**What is expected:** Nothing but an exact copy is wanted: the line with "Light on RG, Light" and each line after it in the data below, last line included.

**Source records:**
PR #1334, opened 2017-12-15
Chemistry revision: Volume conservation and simpler recipes

JohannesGaessler:
This PR rebalances chemical recipes to conserve volumes, adds simple variants of chemical recipes, and revises cracking to make it more ergonomic.

# Volume Conservation

When I originally added the overhauled chemical recipes I broke with the prevalent convention of conserving material volumes.
I did this because it resulted in recipes with a better ratio of inputs/outputs and I judged this to outweigh the introduced inconsistency.
This judgement has turned out to be wrong.
This PR rebalances the inputs/outputs of the new recipes to generally conserve volumes.

# Simple recipes

When I added the recipes I added them in a way that I would enjoy them as a player.
I enjoy complicated recipes with equally complicated logistics, but I neglected that a large part of the playerbase does not enjoy this level of complication.
As such, this PR adds simpler variants of the chemical recipes I implemented.
Whether the simple or the complicated recipes are being used can be controlled via the new config "MoreComplicatedChemicalRecipes" in Gregtech.cfg under general.
By default the simple recipes are used.
The rationale behind this is that new players, who do not know about config options would in all likelihood have an easier start with the simple recipes.
Also, players who prefer the complicated recipes will likely be less averse to the simple recipes than vice versa.

# Cracking revision

When I added the current cracking recipes I added three recipes per cracked material and per cracking type (Severely Steam/Hydro-Cracked, Moderately Steam/Hydro-Cracked, Lightly Steam/Hydro-Cracked).
The idea behind this was to implement Steam-Cracking for plastic production and Hydro-Cracking for fuel refining. 
The severity parameter controls the ratio of the outputs.
However, I think the severity parameter is fundamentally not necessary.
The amount of time that you would spend figuring out how to set the severity is never worth the negligible efficiency increase.
Also, having three recipes per Cracking type makes it much more difficult to look through the cracking recipes and to understand what they do.
This PR reduces the number of Cracking recipes to two per material (one recipe for Steam-Cracking, one for Hydro-Cracking).

Also, Cracking now only becomes necessary at EV in conjunction with a Distillation Tower.
Intermediary Oil products like Ethylene can now be directly distilled from Naphtha.

These changes apply to both the simple and the complicated recipe setting.


Antillar:
Well, it is the time to feel kinda tricked or something. I have spent many hours to completely understand the oil processing system, I have calculated all values, solved the recursive set of equations of the values, calculated the overall requirement in every type of plastic and percent requirement. I have solved the set of equations which gave me a clear amount of every hydrocarbon required, which substituted the respective variable in the first recursive set, and then I solved it too. 
The perfect cracking options are:
Light on RG, Light on HF, Medium on Naphta, Severe on LF, Light on Propane, Medium on Ethane, Light on Butene. 

This produces all required materials in the proportion they are used by an average player. The SBR is not produced in favor of Si Rubber, as more efficient advanced rubber. However, I have decided to not to crack butadiene, to save it for LuV+.

The total amount of crackers: 7
Distillation towers: 8
LCRs: 8
This was done on .31 with 1000L of Acetone left on every 1000L of Epoxy produced. I have used it to produce Solid Super Fuel, which I already have in the amount of over 3k blocks.

JohannesGaessler:
I'm sorry for having baited you into wasting a lot of time and effort.
Do you think the more complicated Cracking system should be kept?

Antillar:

**Answer space:**
Light on RG, Light on HF, Medium on Naphta, Severe on LF, Light on Propane, Medium on Ethane, Light on Butene. 

This produces all required materials in the proportion they are used by an average player. The SBR is not produced in favor of Si Rubber, as more efficient advanced rubber. However, I have decided to not to crack butadiene, to save it for LuV+.

The total amount of crackers: 7
Distillation towers: 8
LCRs: 8
This was done on .31 with 1000L of Acetone left on every 1000L of Epoxy produced. I have used it to produce Solid Super Fuel, which I already have in the amount of over 3k blocks.

JohannesGaessler:
I'm sorry for having baited you into wasting a lot of time and effort.
Do you think the more complicated Cracking system should be kept?

Antillar:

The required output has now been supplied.